I think they should have been involved in buying Zynga. I think they should have been involved in buying Activision. And they just don't seem to have any interest. They don't want to make a big statement. They want to grow slowly. I will comment-- I will-- I'm confident they will grow really, really slowly. So the question is just, when do they realize that they can't get there, and they have to give up?

- You just mentioned two names that Microsoft has now gone after. We have-- can't let you go without asking about the big deal this week of Microsoft acquiring Activision Blizzard. As somebody who's been following the gaming space, how big of a shift does this represent?

MICHAEL PACHTER: You know, look at that Activision share price, $81. That's the risk ARB's telling you that they have low confidence that this deal will be approved by regulators at 95. So you're getting a 15% discount on a deal that's likely to close within a year. That's a pretty good return. And-- And you know, Microsoft was out with a tweet yesterday saying they're going to support the PlayStation platform and that "Call of Duty" will be on the PlayStation.

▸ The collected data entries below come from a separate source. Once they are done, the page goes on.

PR #7416, opened 2023-04-28
CGAL 6.0 requires c++17 

sloriot:

PR #7526, opened 2023-06-15
Using c++17 standard library

sloriot:
use std::shared_ptr, std::optional, std::variant, ...

These are important changes since they appear in the CGAL API and thus are breaking changes.

includes #7416


Stream_support/include/CGAL/IO/io.h
```diff
@@ -186,6 +188,30 @@ class Output_rep
...
+{
+   const std::optional<T>& t;
+
+public:
+  Output_rep( const std::optional<T>& tt) : t(tt) {}
+  std::ostream& operator()( std::ostream& os) const {
+    if (t==std::nullopt) return (os << "--");
+    return (os << t.value()); }
+};
+
```
lrineau, line 202: Identation:
```suggestion
template <class T, class F>
class Output_rep<std::optional<T>, F>
{
  const std::optional<T>& t;

public:
  Output_rep( const std::optional<T>& tt) : t(tt) {}
  std::ostream& operator()( std::ostream& os) const {
    if (t==std::nullopt) return (os << "--");
    return (os << t.value()); }
};

```

Stream_support/include/CGAL/IO/io.h
```diff
@@ -186,6 +188,30 @@ class Output_rep
...
+class Output_rep<std::variant<T...>, F>
+{
+   const std::variant<T...>& t;
+
+public:
+  Output_rep( const std::variant<T...>& tt) : t(tt) {}
+  std::ostream& operator()( std::ostream& os) const {
+    return (os << "--");
+  }
+};
```
lrineau, line 213: Why print `--` and not the contained value? With `std::visit` and a generic lambda.

And indentation again:
```suggestion
template <class ... T, class F>
class Output_rep<std::variant<T...>, F>
{
  const std::variant<T...>& t;

public:
  Output_rep( const std::variant<T...>& tt) : t(tt) {}
  std::ostream& operator()( std::ostream& os) const {
    return std::visit([](auto&& v) {
                        return (os << v);
                      }, t);
  }
};
```

Note that I have not tested that code.

sloriot: That exactly the old behavior with boost. See https://github.com/boostorg/optional/blob/develop/include/boost/optional/optional_io.hpp

lrineau: > Note that I have not tested that code.

... at least the lambda has to catch `os` by reference.

Stream_support/include/CGAL/IO/io.h
```diff
@@ -267,6 +267,19 @@ class Input_rep
...
+{
+  std::optional<T>& t;
+
+public:
+  //! initialize with a reference to \a t.
+  Input_rep( std::optional<T>& tt) : t(tt) {}
+
+  //! perform the input, calls \c operator\>\> by default.
+  std::istream& operator()( std::istream& is) const { return (is >> t.value()); }
+};
```
lrineau, line 285: According to the [documentation of `optional::value()`](https://en.cppreference.com/w/cpp/utility/optional/value):
> If `*this` contains a value, returns a reference to the contained value.
>  Otherwise, throws a [`std::bad_optional_access`].(https://en.cppreference.com/w/cpp/utility/optional/bad_optional_access) exception.

If the `optional` is empty, then `is >> t.value()` will throw.

I suggest:
```suggestion
template <class T>
class Input_rep<std::optional<T>>
{
  std::optional<T>& t;

public:
  //! initialize with a reference to \a t.
  Input_rep( std::optional<T>& tt) : t(tt) {}

  //! perform the input, calls \c operator\>\> by default.
  std::istream& operator()( std::istream& is) const {
    T v;
    if(is >> v) t = v;
    return is;
  }
};
```

Arrangement_on_surface_2/doc/Arrangement_on_surface_2/CGAL/Arr_point_location_result.h
```diff
@@ -1,25 +1,4 @@
 /*!
```
albert-github, line 1: Probably forgot to remove this line.
(see: https://cgal.geometryfactory.com/CGAL/Manual_doxygen_test/CGAL-6.0-Ic-21/logs_master/Arrangement_on_surface_2.log)

sloriot:
Tests failing in CGAL-6.0-Ic-21

sloriot:
Successfully tested in CGAL-6.0-Ic-43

That's preemptive. That's to tell regulators, we're not trying to put Sony out of business.

Think of Microsoft buying Activision the same way you would think of Disney buying Fox. They want more content for the streaming service, and they can keep it off Netflix by doing so. So Microsoft wants more content for Game Pass. And by buying Activision Blizzard, they keep it off of the, you know, upcoming Sony streaming platform. That's smart. It's legal. And regulators aren't going to block that as long as they continue to support the platforms that Activision supported in the past. So I think this is a great combination. I'm disappointed to see it happen, because it takes one of my-- my favorite stocks out of my coverage universe. But it's actually the right thing for Microsoft to do. And Activision gets all of its sexual harassment issues behind it pretty quickly.

- Michael, always good to get your take here. Michael Pachter, Wedbush Securities Managing Director of equity research.